Copy exactly the lines from the first line of the records below through the line containing "If an associative", including both, and nothing else.

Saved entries

++++++++++++++++++++

PR #798, opened 2019-04-01
Add Breadcrumb::fromArray constructional helper function

peter-hoa:
If a Breadcrumb object is passed, do as it does today.

If an associative array is passed, use specific array items to create a new Breadcrumb (applying some defaults if needed).

Also added TYPE_DEFAULT to the Breadcrumb object, which appeared to be missing.

Added a test to SdkTest.php to include creation using new array argument option.

[Link to forum item which provides some background on this](https://forum.sentry.io/t/php-sdk-2-0-breadcrumb-creation-improvements/6350)

### DIFF
--- a/src/Breadcrumb.php
+++ b/src/Breadcrumb.php
@@ -14,6 +14,11 @@ use Sentry\Exception\InvalidArgumentException;
 final class Breadcrumb implements \JsonSerializable
 {
     /**
+     * This constant defines the default breadcrumb type.
+     */
+    public const TYPE_DEFAULT = 'default';
+
+    /**
      * This constant defines the http breadcrumb type.
      */
     public const TYPE_HTTP = 'http';
@@ -355,6 +360,22 @@ final class Breadcrumb implements \JsonSerializable
             'timestamp' => $this->timestamp,
             'data' => $this->metadata,
         ];
+    }
+
+    /**
+     * Helper method to create an instance of this class from an array of data.
+     *
+     * @param array $data Data used to populate the breadcrumb
+     */
+    public static function fromArray(array $data): self
+    {
+        return new self(
+            $data['level'],
+            $data['type'] ?? self::TYPE_DEFAULT,
+            $data['category'],
+            $data['message'] ?? null,
+            $data['data'] ?? []
+        );
     }
 
     /**
--- a/tests/BreadcrumbTest.php
+++ b/tests/BreadcrumbTest.php
@@ -43,6 +43,52 @@ final class BreadcrumbTest extends TestCase
         $this->assertEquals(microtime(true), $breadcrumb->getTimestamp());
     }
 
+    /**
+     * @dataProvider fromArrayDataProvider
+     */
+    public function testFromArray(array $requestData, array $expectedResult): void
+    {
+        $expectedResult['timestamp'] = microtime(true);
+        $breadcrumb = Breadcrumb::fromArray($requestData);
+
+        $this->assertEquals($expectedResult, $breadcrumb->toArray());
+    }
+
+    public function fromArrayDataProvider(): array
+    {
+        return [
+            [
+                [
+                    'level' => Breadcrumb::LEVEL_INFO,
+                    'type' => Breadcrumb::TYPE_USER,
+                    'category' => 'foo',
+                    'message' => 'foo bar',
+                    'data' => ['baz'],
+                ],
+                [
+                    'level' => Breadcrumb::LEVEL_INFO,
+                    'type' => Breadcrumb::TYPE_USER,
+                    'category' => 'foo',
+                    'message' => 'foo bar',
+                    'data' => ['baz'],
+                ],
+            ],
+            [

++++++++++++++++++++

[Response to the task]
PR #798, opened 2019-04-01
Add Breadcrumb::fromArray constructional helper function

peter-hoa:
If a Breadcrumb object is passed, do as it does today.

If an associative array is passed, use specific array items to create a new Breadcrumb (applying some defaults if needed).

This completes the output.